No significant differences (all p > 0.050) were observed regarding the adults’ educational level (up to grade 12 vs. higher education) nor based on oral hygiene habits (tooth brushing frequency).

4 Discussion

This work explored the oral-gut microbiota relationship in healthy children and adults. We have found a residual (0.7%) but persistent (in children and adults) set of shared taxa between oral and gut habitats. Most of the study participants (>95%) presented at least one shared oral-gut taxa, showcasing that, although gut and oral microbiota differ vastly, specific bacterial taxa may be commonly shared between oral and intestinal habitats in humans.

The fact that the vast majority of the ASVs detected in this study is exclusive to each environment reveals an unsurprising high habitat specificity of microbiota. Indeed, 96% of ASVs originating in gut samples were exclusive to this habitat (absent from the oral cavity), while 93% of ASVs originating in the oral milieu were exclusively found in this body-site (absent from the gut).

Regarding different age groups, 12% of ASVs were detected exclusively in children, while 52% of ASVs were detected exclusively in adults, highlighting differences in composition between life stages. This suggests an age-related maturation of the oral and gut microbiota, which seems to encompass both the loss of certain microorganisms and the acquisition of new ones. However, it should be noted that our study only included 39 children and a larger sample size would allow for clearer conclusions. Despite the differences, a subset of shared ASVs was identified: from the 61 ASVs common to the gut and oral cavity of the same individual, 43% of these were also shared between children and adults, classified as 6 phyla (Actinomycetota, Bacteriodota, Fusobacteriota, Pseudomonadota, Verrucomicrobiota, and Bacillota).

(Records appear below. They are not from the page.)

PR #1117, opened 2018-05-03
ZSTD_fast: Support Searching the Dictionary Context In-Place

felixhandte:
TBD.

### DIFF
--- a/lib/compress/zstd_compress.c
+++ b/lib/compress/zstd_compress.c
@@ -963,6 +963,7 @@ static void ZSTD_invalidateMatchState(ZSTD_matchState_t* ms)
     ms->nextToUpdate = ms->window.dictLimit + 1;
     ms->loadedDictEnd = 0;
     ms->opt.litLengthSum = 0;  /* force reset of btopt stats */
+    ms->dictMatchState = NULL;
 }
 
 /*! ZSTD_continueCCtx() :
@@ -1203,42 +1204,61 @@ static size_t ZSTD_resetCCtx_usingCDict(ZSTD_CCtx* cctx,
                             U64 pledgedSrcSize,
                             ZSTD_buffered_policy_e zbuff)
 {
+    /* We have a choice between copying the dictionary context into the working
+     * context, or referencing the dictionary context from the working context
+     * in-place. We decide here which strategy to use. */
+    /* TODO: pick reasonable cut-off size, handle ZSTD_CONTENTSIZE_UNKNOWN */
+    int attachDict = pledgedSrcSize < 64 KB
+                  && cdict->cParams.strategy == ZSTD_fast
+                  && ZSTD_equivalentCParams(cctx->appliedParams.cParams,
+                                            cdict->cParams);
+
     {   unsigned const windowLog = params.cParams.windowLog;
         assert(windowLog != 0);
         /* Copy only compression parameters related to tables. */
         params.cParams = cdict->cParams;
         params.cParams.windowLog = windowLog;
-        ZSTD_resetCCtx_internal(cctx, params, pledgedSrcSize, ZSTDcrp_noMemset, zbuff);
+        ZSTD_resetCCtx_internal(cctx, params, pledgedSrcSize,
+                                attachDict ? ZSTDcrp_continue : ZSTDcrp_noMemset,
+                                zbuff);
         assert(cctx->appliedParams.cParams.strategy == cdict->cParams.strategy);
         assert(cctx->appliedParams.cParams.hashLog == cdict->cParams.hashLog);
         assert(cctx->appliedParams.cParams.chainLog == cdict->cParams.chainLog);
     }
 
-    /* copy tables */
-    {   size_t const chainSize = (cdict->cParams.strategy == ZSTD_fast) ? 0 : ((size_t)1 << cdict->cParams.chainLog);
-        size_t const hSize =  (size_t)1 << cdict->cParams.hashLog;
-        size_t const tableSpace = (chainSize + hSize) * sizeof(U32);
-        assert((U32*)cctx->blockState.matchState.chainTable == (U32*)cctx->blockState.matchState.hashTable + hSize);  /* chainTable must follow hashTable */
-        assert((U32*)cctx->blockState.matchState.hashTable3 == (U32*)cctx->blockState.matchState.chainTable + chainSize);
-        assert((U32*)cdict->matchState.chainTable == (U32*)cdict->matchState.hashTable + hSize);  /* chainTable must follow hashTable */
-        assert((U32*)cdict->matchState.hashTable3 == (U32*)cdict->matchState.chainTable + chainSize);
-        memcpy(cctx->blockState.matchState.hashTable, cdict->matchState.hashTable, tableSpace);   /* presumes all tables follow each other */
-    }
-    /* Zero the hashTable3, since the cdict never fills it */
-    {   size_t const h3Size = (size_t)1 << cctx->blockState.matchState.hashLog3;
-        assert(cdict->matchState.hashLog3 == 0);
-        memset(cctx->blockState.matchState.hashTable3, 0, h3Size * sizeof(U32));
+    if (attachDict) {
+        DEBUGLOG(4, "attaching dictionary into context");
+        cctx->blockState.matchState.dictMatchState = &cdict->matchState;
+    } else {
+        DEBUGLOG(4, "copying dictionary into context");
+        /* copy tables */
+        {   size_t const chainSize = (cdict->cParams.strategy == ZSTD_fast) ? 0 : ((size_t)1 << cdict->cParams.chainLog);
+            size_t const hSize =  (size_t)1 << cdict->cParams.hashLog;
+            size_t const tableSpace = (chainSize + hSize) * sizeof(U32);
+            assert((U32*)cctx->blockState.matchState.chainTable == (U32*)cctx->blockState.matchState.hashTable + hSize);  /* chainTable must follow hashTable */
+            assert((U32*)cctx->blockState.matchState.hashTable3 == (U32*)cctx->blockState.matchState.chainTable + chainSize);
+            assert((U32*)cdict->matchState.chainTable == (U32*)cdict->matchState.hashTable + hSize);  /* chainTable must follow hashTable */
+            assert((U32*)cdict->matchState.hashTable3 == (U32*)cdict->matchState.chainTable + chainSize);
+            memcpy(cctx->blockState.matchState.hashTable, cdict->matchState.hashTable, tableSpace);   /* presumes all tables follow each other */
+        }
+
+        /* Zero the hashTable3, since the cdict never fills it */
+        {   size_t const h3Size = (size_t)1 << cctx->blockState.matchState.hashLog3;
+            assert(cdict->matchState.hashLog3 == 0);
+            memset(cctx->blockState.matchState.hashTable3, 0, h3Size * sizeof(U32));
+        }
+
+        /* copy dictionary offsets */
+        {
+            ZSTD_matchState_t const* srcMatchState = &cdict->matchState;
+            ZSTD_matchState_t* dstMatchState = &cctx->blockState.matchState;
+            dstMatchState->window       = srcMatchState->window;
+            dstMatchState->nextToUpdate = srcMatchState->nextToUpdate;
+            dstMatchState->nextToUpdate3= srcMatchState->nextToUpdate3;
+            dstMatchState->loadedDictEnd= srcMatchState->loadedDictEnd;
+        }
     }
 
-    /* copy dictionary offsets */
-    {
-        ZSTD_matchState_t const* srcMatchState = &cdict->matchState;
-        ZSTD_matchState_t* dstMatchState = &cctx->blockState.matchState;
-        dstMatchState->window       = srcMatchState->window;
-        dstMatchState->nextToUpdate = srcMatchState->nextToUpdate;
-        dstMatchState->nextToUpdate3= srcMatchState->nextToUpdate3;
-        dstMatchState->loadedDictEnd= srcMatchState->loadedDictEnd;
-    }
     cctx->dictID = cdict->dictID;
 
     /* copy block state */
--- a/lib/compress/zstd_compress.c
+++ b/lib/compress/zstd_compress.c
@@ -1207,7 +1207,6 @@ static size_t ZSTD_resetCCtx_usingCDict(ZSTD_CCtx* cctx,
     /* We have a choice between copying the dictionary context into the working
      * context, or referencing the dictionary context from the working context
      * in-place. We decide here which strategy to use. */
-    /* TODO: pick reasonable cut-off size, handle ZSTD_CONTENTSIZE_UNKNOWN */
     int attachDict = ( pledgedSrcSize <= 8 KB
                     || pledgedSrcSize == ZSTD_CONTENTSIZE_UNKNOWN )
                   && cdict->cParams.strategy == ZSTD_fast
--- a/lib/compress/zstd_compress.c
+++ b/lib/compress/zstd_compress.c
@@ -1207,11 +1207,12 @@ static size_t ZSTD_resetCCtx_usingCDict(ZSTD_CCtx* cctx,
     /* We have a choice between copying the dictionary context into the working
      * context, or referencing the dictionary context from the working context
      * in-place. We decide here which strategy to use. */
-    int attachDict = ( pledgedSrcSize <= 8 KB
-                    || pledgedSrcSize == ZSTD_CONTENTSIZE_UNKNOWN )
-                  && cdict->cParams.strategy == ZSTD_fast
-                  && ZSTD_equivalentCParams(cctx->appliedParams.cParams,
-                                            cdict->cParams);
+    const int attachDict = ( pledgedSrcSize <= 8 KB
+                          || pledgedSrcSize == ZSTD_CONTENTSIZE_UNKNOWN )
+                        && cdict->cParams.strategy == ZSTD_fast
+                        && ZSTD_equivalentCParams(cctx->appliedParams.cParams,
+                                                  cdict->cParams);
+
 
     {   unsigned const windowLog = params.cParams.windowLog;
         assert(windowLog != 0);
@@ -1227,7 +1228,9 @@ static size_t ZSTD_resetCCtx_usingCDict(ZSTD_CCtx* cctx,
     }
 
     if (attachDict) {
-        if (cdict->matchState.window.nextSrc - cdict->matchState.window.base == 0) {
+        const U32 cdictLen = (U32)( cdict->matchState.window.nextSrc
+                                  - cdict->matchState.window.base);
+        if (cdictLen == 0) {
             /* don't even attach dictionaries with no contents */
             DEBUGLOG(4, "skipping attaching empty dictionary");
         } else {
@@ -1236,15 +1239,12 @@ static size_t ZSTD_resetCCtx_usingCDict(ZSTD_CCtx* cctx,
 
             /* prep working match state so dict matches never have negative indices
              * when they are translated to the working context's index space. */
-            if (cctx->blockState.matchState.window.dictLimit <
-                (U32)(cdict->matchState.window.nextSrc - cdict->matchState.window.base)) {
+            if (cctx->blockState.matchState.window.dictLimit < cdictLen) {
                 cctx->blockState.matchState.window.nextSrc =
-                    cctx->blockState.matchState.window.base +
-                    ( cdict->matchState.window.nextSrc
-                    - cdict->matchState.window.base);
+                    cctx->blockState.matchState.window.base + cdictLen;
                 ZSTD_window_clear(&cctx->blockState.matchState.window);
             }
-            cctx->blockState.matchState.loadedDictEnd = cctx->blockState.matchState.window.dictLimit;
+            cctx->blockState.matchState.loadedDictEnd = params.forceWindow ? 0 : cdictLen;
         }
     } else {
         DEBUGLOG(4, "copying dictionary into context");
--- a/lib/compress/zstd_compress.c
+++ b/lib/compress/zstd_compress.c
@@ -1229,6 +1229,17 @@ static size_t ZSTD_resetCCtx_usingCDict(ZSTD_CCtx* cctx,
     if (attachDict) {
         DEBUGLOG(4, "attaching dictionary into context");
         cctx->blockState.matchState.dictMatchState = &cdict->matchState;
+
+        /* prep working match state so dict matches never have negative indices
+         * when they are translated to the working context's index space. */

It is possible that the proportion in which these ASVs (common in childhood and adulthood) are shared between habitats might actually fluctuate between life stages due to both external and internal factors (such as the influence of hormones after puberty) instead of remaining stable throughout life. A longitudinal study would allow the exploration of this hypothesis. Interestingly, the number of shared oral-gut ASVs was higher in adult subjects, which is in agreement with previous observations (Kageyama et al., 2023) reporting an increased abundance of shared ASVs with age. According to the authors, this may be due to a heightened translocation of oral bacteria to the gut with age (Kageyama et al., 2023).

The presence of common bacteria in both the oral cavity and the gut has been previously reported in other studies as well (Segata et al., 2012; Schmidt et al., 2019) and strongly suggests translocation between the two body-sites. Additionally, the fact that the majority of ASVs (62%) is more abundant in the oral cavity suggests that oral-to-gut transmission might be the main route of translocation between these two habitats and that, despite being mostly explored in a pathological context (Strauss et al., 2011; Huh and Roh, 2020; Lu et al., 2023; Liao et al., 2024), this phenomenon might be more frequent than previously thought in healthy individuals (Schmidt et al., 2019; Park et al., 2021).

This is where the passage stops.